Dairy farming companies Williamson Holdings, Southdown Holdings and Five Rivers have lodged resource consent applications with Environment Canterbury, which were publicly notified at the weekend.
Should the applications be approved, the companies will collectively install more than a dozen free-standing dairy farms with about 17,000 cows.
Richard Peacocke, director of Williamson Holdings and Southdown Holdings, said his companies chose to move into dairy farming in the area because "we believe that, with irrigation, the Mackenzie Basin is capable of growing as much grass as coastal Canterbury but in a shorter timeframe".
"The reason for dairy as the land use is in response to economics.

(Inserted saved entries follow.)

PR #1284, opened 2026-02-19
feat: add resize column for the datatable 

### LINKED ISSUE #1198: Manage resize columns
Allow the user to manage each column's size

### Tasks
- Add a feature tag `enableResize` to allow the user to resize columns
- On `hover` a cell, we will display the vertical border that trigger the column resizing
- Each column can have a `min-width`, a `max-width`, and a default `width`. By default, we can provide values for each of these props.
- Add `onResizeStart` callback when the resize begins
- Add `onResizeStop` callback when the resize is finished
- Add `onResizing` callback when resizing

BouklifYacine:


src/components/DataTable/cells/TableHeadCell.scss
```diff
@@ -15,5 +15,36 @@
...
+        transition: opacity 0.15s ease, border-color 0.15s ease;
+
+        user-select: none;
+        touch-action: none;
+    }
+
+    /* More specific selector first for no-descending-specificity */
+    &.moonstone-tableHeadCell_resizing .moonstone-tableHeadCell_resizeHandle,
+    &:hover .moonstone-tableHeadCell_resizeHandle {
+        border-left-color: var(--color-gray);
```
ffffffelix: When an element is active you can use `$dnd-highlight: var(--color-accent_light60);` from `globals/_dnd.scss`

src/components/DataTable/DataTable.types.ts
```diff
@@ -99,6 +117,50 @@ export type DataTableBaseProps<T extends NonNullable<unknown>> = {
...
+    /**
+     * Callback when column sizing changes (controlled mode). Use with columnSizing for persistence.
+     */
+    onColumnSizingChange?: OnChangeFn<ColumnSizingState>;
+
+    /**
+     * Width of the actions column in pixels when enableResize is true.
+     * @default 60
+     */
+    actionsColumnWidth?: number | string;
```
ffffffelix: - I don't think we should set a width to the action column, otherwise we can have truncation or a scrollbar in that column 😱
- We should unify the typings of width props `number` or `string` but not both

src/components/DataTable/cells/TableHeadCell.tsx
```diff
@@ -12,6 +12,12 @@ export const TableHeadCell = ({
     children,
     sorting,
     onClick,
+    enableResize,
+    resizeHandler,
+    onResizeReset,
```
ffffffelix: For the first iteration we should not allow any reset, so you can remove `onResizeReset`

src/components/DataTable/cells/TableHeadCell.tsx
```diff
@@ -46,6 +58,17 @@ export const TableHeadCell = ({
                     />
                 )}
             </span>
+            {enableResize && resizeHandler && (
+                <div
+                    data-resizer
+                    className="moonstone-tableHeadCell_resizeHandle"
+                    role="separator"
+                    aria-label={resizeHandleLabel}
```
ffffffelix: I bet this prop will never be used, but in order to provide a way to do it, I suggest having a prop `resizeHandleAttr` to allow our user to put any atrubute to this element. It also can be good for tests.

ffffffelix (changes requested):
In UX point of view:
- I will prefer to not always displays "resizeHandler" but only display it on hover of the handler.
- I would like to allow to resize cells from any row and not only from then header

ffffffelix (changes requested):
In UX point of view:
- I will prefer to not always displays "resizeHandler" but only display it on hover of the handler.
- I would like to allow to resize cells from any row and not only from then header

You cannot economically irrigate land for any other use, except some high quality seed crops."
Southdown Holdings has already lodged consent applications to take water to irrigate Glen Eyre Downs as part of the Upper Waitaki Consent processes and plans to establish six stand-alone dairy farms over more than 2100ha.
Should Williamson Holdings' consent application to establish a dairy farm at Killermont Station be accepted, it will cover more than 3600ha and have a maximum of 3850 cows, which will be indoors for most of the year.

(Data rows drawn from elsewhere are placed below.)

PR #2840, opened 2025-01-03
fix: enlarge pay bid gas to adapt 7702

irrun:
### Description

### Rationale

### Example

### Changes

Notable changes: 
* ...


unclezoro (approved):

NathanBSC (approved):

buddh0 (approved):

unclezoro (changes requested):
not make sense

zzzckck:
`PayBidTxGasLimit = 25000` is a reasonable value, as we don't expect the bidTx consume too much gas, as it could be a zero-gasprice tx, the target address better be a EOA address, if it is a contract, it should avoid too complicated operation.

Mr Peacocke said this was because the Mackenzie had a continental climate, not unlike Europe where cows were housed all year as normal practice.

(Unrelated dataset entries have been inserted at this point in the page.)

PR #2845, opened 2025-01-06
feat: wait miner finish the later multi-proposals when restarting the node;

galaio:
### Description

The PR aims to avoid validator being slashed when restarting the node, the node will propose multi blocks after enabling the https://github.com/bnb-chain/bsc/pull/2482.

So the PR will wait for the multi-block proposals to be done to avoid the slashing when restarting, and the node will wait `MaxWaitProposalInSecs`.

The default value of `MaxWaitProposalInSecs` is set to 30 seconds.   Because the average restart time in mainnet is around 30s, so the node try to wait for the next multi-proposals to be done.

> Attention: if you maintain the node with `systemd`, pls set `TimeoutStopSpec` >= 60s, it will allow the node shutdown safely when enabling the `MaxWaitProposalInSecs` > 0.

### Changes

Notable changes: 
* feat: wait miner finish the later multi-proposals when restarting the node;
* ...

### DIFF
--- a/consensus/parlia/snapshot.go
+++ b/consensus/parlia/snapshot.go
@@ -423,12 +423,8 @@ func (s *Snapshot) nexValidatorsChangeBlock() uint64 {
 // nextProposalBlock returns the validator next proposal block.
 func (s *Snapshot) nextProposalBlock(proposer common.Address) (uint64, uint64, error) {
 	validators := s.validators()
-	currentProposer := validators[s.Number/uint64(s.TurnLength)%uint64(len(validators))]
-	currentIndex := s.indexOfVal(currentProposer)
+	currentIndex := int(s.Number / uint64(s.TurnLength) % uint64(len(validators)))
 	expectIndex := s.indexOfVal(proposer)
-	if currentIndex < 0 {
-		return 0, 0, errors.New("currentProposer not in validator set")
-	}
 	if expectIndex < 0 {
 		return 0, 0, errors.New("proposer not in validator set")
 	}
--- a/consensus/parlia/snapshot.go
+++ b/consensus/parlia/snapshot.go
@@ -411,6 +411,38 @@ func (s *Snapshot) inturnValidator() common.Address {
 	return validators[offset]
 }
 
+func (s *Snapshot) nexValidatorsChangeBlock() uint64 {
+	currentEpoch := s.Number - s.Number%s.config.Epoch
+	checkLen := s.minerHistoryCheckLen()
+	if s.Number%s.config.Epoch < checkLen {
+		return currentEpoch + checkLen
+	}
+	return currentEpoch + s.config.Epoch + checkLen
+}
+
+// nextProposalBlock returns the validator next proposal block.
+func (s *Snapshot) nextProposalBlock(proposer common.Address) (uint64, uint64, error) {
+	validators := s.validators()
+	currentProposer := validators[s.Number/uint64(s.TurnLength)%uint64(len(validators))]
+	currentIndex := s.indexOfVal(currentProposer)
+	expectIndex := s.indexOfVal(proposer)
+	if expectIndex < 0 {
+		return 0, 0, errors.New("proposer not in validator set")
+	}
+	startBlock := uint64((expectIndex+len(validators)-currentIndex)%len(validators)*int(s.TurnLength)) + s.Number
+	startBlock = startBlock - startBlock%uint64(s.TurnLength)
+	endBlock := startBlock + uint64(s.TurnLength) - 1
+
+	changeValidatorsBlock := s.nexValidatorsChangeBlock()
+	if startBlock >= changeValidatorsBlock {
+		return 0, 0, errors.New("next proposal block is out of current epoch")
+	}
+	if endBlock >= changeValidatorsBlock {
+		endBlock = changeValidatorsBlock - 1
+	}
+	return startBlock, endBlock, nil
+}
+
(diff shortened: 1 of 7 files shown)


miner/worker.go
```diff
@@ -1508,6 +1508,34 @@ func (w *worker) getSealingBlock(params *generateParams) *newPayloadResult {
...
+	currentHeader := w.chain.CurrentBlock()
+	startBlock, endBlock, err := posa.NextProposalBlock(w.chain, w.chain.CurrentBlock(), w.coinbase)
+	if err != nil {
+		log.Warn("Failed to get next proposal block", "err", err)
+		return
+	}
+
+	currentBlock := currentHeader.Number.Uint64()
+	waitSecs := (endBlock - currentBlock) * posa.BlockInterval()
+	if waitSecs > 0 && waitSecs <= w.config.MaxWaitProposalInSecs {
```
emailtovamos, line 1527: Maybe we can exit early if it is negative? 
```
if waitSecs <= 0 || waitSecs > w.config.MaxWaitProposalInSecs {
	return
}
```

consensus/parlia/snapshot.go
```diff
@@ -411,6 +411,38 @@ func (s *Snapshot) inturnValidator() common.Address {
...
+	startBlock := uint64((expectIndex+len(validators)-currentIndex)%len(validators)*int(s.TurnLength)) + s.Number
+	startBlock = startBlock - startBlock%uint64(s.TurnLength)
+	endBlock := startBlock + uint64(s.TurnLength) - 1
+
+	changeValidatorsBlock := s.nexValidatorsChangeBlock()
+	if startBlock >= changeValidatorsBlock {
+		return 0, 0, errors.New("next proposal block is out of current epoch")
+	}
+	if endBlock >= changeValidatorsBlock {
+		endBlock = changeValidatorsBlock - 1
```
buddh0, line 441: -->
endBlock = changeValidatorsBlock

miner/worker.go
```diff
@@ -1508,6 +1508,34 @@ func (w *worker) getSealingBlock(params *generateParams) *newPayloadResult {
...
+
+	currentHeader := w.chain.CurrentBlock()
+	startBlock, endBlock, err := posa.NextProposalBlock(w.chain, w.chain.CurrentBlock(), w.coinbase)
+	if err != nil {
+		log.Warn("Failed to get next proposal block", "err", err)
+		return
+	}
+
+	currentBlock := currentHeader.Number.Uint64()
+	waitSecs := (endBlock - currentBlock) * posa.BlockInterval()
```
buddh0, line 1526: so, if 19 seconds later, the miner will in turn, will we shutdown the validator imediately?

buddh0, line 1526: issue: endBlock - currentBlock

consensus/parlia/snapshot.go
```diff
@@ -411,6 +411,38 @@ func (s *Snapshot) inturnValidator() common.Address {
...
+	if expectIndex < 0 {
+		return 0, 0, errors.New("proposer not in validator set")
+	}
+	startBlock := uint64((expectIndex+len(validators)-currentIndex)%len(validators)*int(s.TurnLength)) + s.Number
+	startBlock = startBlock - startBlock%uint64(s.TurnLength)
+	endBlock := startBlock + uint64(s.TurnLength) - 1
+
+	changeValidatorsBlock := s.nexValidatorsChangeBlock()
+	if startBlock >= changeValidatorsBlock {
+		return 0, 0, errors.New("next proposal block is out of current epoch")
```
zzzckck, line 438: with `turnLength == 4`, the estimated chance to hit it on mainnet would be around: `(21-1)*4/200/2 => 20%`.
Divide by two to roughly get the average value.
For example:
```
for block range of 44 -> 163(243-80): it would not hit this error
for block 164: one validator would hit it, so the rate is 1/21
for block 240: 20 validators would hit it, so the rate is 20/21
```
Basically, large `turnLength` would increase the chance to hit this error, wonder if it is possible to eliminate this error.

miner/worker.go
zzzckck: I think we can wait more time to avoid shutdown immediately after miner producing the end block for safety, maybe another 10 second?

consensus/parlia/snapshot.go
galaio: Yes, you are right, but the across-epoch scenario is too complex, I ignore it currently. Maybe we can discuss about it more~

zzzckck (dismissed):

consensus/parlia/snapshot.go
```diff
@@ -426,10 +426,13 @@ func (s *Snapshot) nextProposalBlock(proposer common.Address) (uint64, uint64, e
 	currentProposer := validators[s.Number/uint64(s.TurnLength)%uint64(len(validators))]
 	currentIndex := s.indexOfVal(currentProposer)
 	expectIndex := s.indexOfVal(proposer)
+	if currentIndex < 0 {
```
buddh0, line 429: currentIndex := s.Number/uint64(s.TurnLength)%uint64(len(validators))
so `if currentIndex < 0` is impossible

miner/worker.go
```diff
@@ -1567,3 +1571,5 @@ func signalToErr(signal int32) error {
 		panic(fmt.Errorf("undefined signal %d", signal))
 	}
 }
+
```
buddh0, line 1574: why these two lines exsits?

buddh0 (approved):

zzzckck (approved):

The proposed farm management system, widely used in Europe, would enable the operator to limit the nutrient discharge from the cows to eliminate leaching of nitrogen and phosphorus, he said.
Urine patches and intensively grazing cows on crops in the winter were the highest risk factor for excessive N and P discharge to the environment. Keeping cows off the land during the times of low temperature and high soil water content would eliminate that risk.
Mr Peacocke agreed with scientist Dr John Keoghan's comments in yesterday's Timaru Herald that the area was fragile.
"The Mackenzie Basin is a fragile environment being eroded by wind and increasingly habituated by wilding pines and hieracium," Mr Peacocke said.
"To suggest that the Mackenzie is an unspoilt tussock-covered wilderness is illogical in the extreme if one ... looks closely at the ground cover."
He said that without continued grazing of the high country by merino wethers, "the infestation of wilding pines will run unabated and the high country will look more like Canada in 20 to 30 years".